Work to be completed:
The lines below, beginning at the one that contains "### LINKED ISSUE #180: Reduce duplication" and ending at the last, are to be retyped exactly.

Source material:
===============
PR #248, opened 2020-04-30
Reduce duplication

### LINKED ISSUE #180: Reduce duplication
Once #173, #174, #187 are merged, there's some duplication in the code that we could remove it seems helpful to do that:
===============
Solution to the problem:
### LINKED ISSUE #180: Reduce duplication
Once #173, #174, #187 are merged, there's some duplication in the code that we could remove it seems helpful to do that:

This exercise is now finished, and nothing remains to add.